RECORDS FOR THIS EXERCISE section start

PR #2069, opened 2019-02-27
Use the currency of the order instead of the default currency in checkout

cja769:
In the `ValidateAndConfirmPaymentActivity` we need to add the payments up based on the order's currency instead of the default currency since the default/current currency/locale isn't always the same as the order. This is a possible scenario when using the API since there's no sessions and certain payment gateways use redirects which may not allow the locale/currency to be set on the request

### DIFF
--- a/core/broadleaf-framework/src/main/java/org/broadleafcommerce/core/checkout/service/workflow/ValidateAndConfirmPaymentActivity.java
+++ b/core/broadleaf-framework/src/main/java/org/broadleafcommerce/core/checkout/service/workflow/ValidateAndConfirmPaymentActivity.java
@@ -247,7 +247,7 @@ public class ValidateAndConfirmPaymentActivity extends BaseActivity<ProcessConte
         // Add authorize and authorize_and_capture transactions;
         // there should only be one or the other in the payment
         // Also add any pending transactions (as these are marked as being AUTH or CAPTURED later)
-        Money paymentSum = new Money(BigDecimal.ZERO);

RECORDS FOR THIS EXERCISE section end

> [DIRECTIONS]: Faithfully write out the entire listing, line by line.

> [RESULT OF THE EXERCISE]:
PR #2069, opened 2019-02-27
Use the currency of the order instead of the default currency in checkout

cja769:
In the `ValidateAndConfirmPaymentActivity` we need to add the payments up based on the order's currency instead of the default currency since the default/current currency/locale isn't always the same as the order. This is a possible scenario when using the API since there's no sessions and certain payment gateways use redirects which may not allow the locale/currency to be set on the request

### DIFF
--- a/core/broadleaf-framework/src/main/java/org/broadleafcommerce/core/checkout/service/workflow/ValidateAndConfirmPaymentActivity.java
+++ b/core/broadleaf-framework/src/main/java/org/broadleafcommerce/core/checkout/service/workflow/ValidateAndConfirmPaymentActivity.java
@@ -247,7 +247,7 @@ public class ValidateAndConfirmPaymentActivity extends BaseActivity<ProcessConte
         // Add authorize and authorize_and_capture transactions;
         // there should only be one or the other in the payment
         // Also add any pending transactions (as these are marked as being AUTH or CAPTURED later)
-        Money paymentSum = new Money(BigDecimal.ZERO);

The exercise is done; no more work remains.